→ **Work item**: Every line between the top of the data below and the line with "RustCFML v0.507.0 turned", both ends included, must be retyped exactly.

Dataset entries:
PR #3327, opened 2026-07-23
fix(events): detect RustCFML under reportAsLucee impersonation (v0.507+)

bpamiri:
## Summary

RustCFML v0.507.0 turned on `reportAsLucee` by default: `server.coldfusion.productName` now reports `"Lucee"` (with Lucee's classic `productVersion`), and the real engine version moves to `server.lucee.version` behind a Lucee-major prefix (`7.0.519.0` = RustCFML 0.519.0). The upstream commit explicitly names Wheels' engine gate as the motivation and documents `server.lucee.versionName == "RustCFML"` as the stable identity marker (their own `isRustCFML()` BIF keys on it).

`$detectEngine()` identified RustCFML solely by `productName == "RustCFML"`, so on v0.507+ it fell through to the Lucee branch and selected `LuceeAdapter` — making `RustCFMLAdapter` dead code. Concrete misroutes observed:

- `isRustCFML()` → false: `EngineCapabilitiesSpec` asserted JVM class-loading on a JVM-less engine (the ladder failure that surfaced this)
- `supportsImageInfo()` → true (Base default): `$imageTag()` proceeds into `cfimage action="info"` paths that error on RustCFML
- `databaseAdapters/Base.cfc` `serverName == "Lucee"` branch → the Lucee-only `psq=false` cfquery attribute applied to every query
- `$checkMinimumVersion` satisfied by the impersonated version string instead of the accept-any-version RustCFML branch

## Fix

Add a detection branch matching `server.lucee.versionName == "RustCFML"` ordered before the Lucee branch, deriving `serverVersion` by dropping the impersonated major segment (`ListRest`, so a future `8.`-prefix keeps working). Pre-v0.507 scopes still hit the original `productName` branch first; real Lucee carries a different `versionName` (e.g. `Gelert`) and falls through unchanged.

## Tests

- New detection-ladder spec with the exact v0.519.0 impersonating scope shape; existing Lucee fixture extended with a realistic `versionName` to pin the negative path.
- Full core suite green locally on Lucee 7 + SQLite (4694 passed).
- Live-verified against the actual RustCFML v0.519.0 binary: detection selects RustCFML, the previously-failing `EngineCapabilitiesSpec` guard fires and passes, and a bad-spec set diff vs the unfixed run shows zero collateral regressions. (It also exposed that `migrationSpec`'s multi-column-index "fix" on the ladder was an artifact of the `psq=false` misroute — it reverts to its known-failing baseline state with correct detection.)

Upstream context: RustCFML/RustCFML#283, RustCFML/RustCFML#284, RustCFML/RustCFML#285 filed today for the three genuine v0.482–v0.511 engine regressions found in the same investigation.


alexskinner:
server.lucee.versionname tells you its RustCFML

The purpose of the change was to make sure the various ways that frameworks check for Lucee could find it in order to go down the lucee compatibility path but if they looks at the actual lucee versionname they could see it was RustCFML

→ **Output of the task**:
PR #3327, opened 2026-07-23
fix(events): detect RustCFML under reportAsLucee impersonation (v0.507+)

bpamiri:
## Summary

RustCFML v0.507.0 turned on `reportAsLucee` by default: `server.coldfusion.productName` now reports `"Lucee"` (with Lucee's classic `productVersion`), and the real engine version moves to `server.lucee.version` behind a Lucee-major prefix (`7.0.519.0` = RustCFML 0.519.0). The upstream commit explicitly names Wheels' engine gate as the motivation and documents `server.lucee.versionName == "RustCFML"` as the stable identity marker (their own `isRustCFML()` BIF keys on it).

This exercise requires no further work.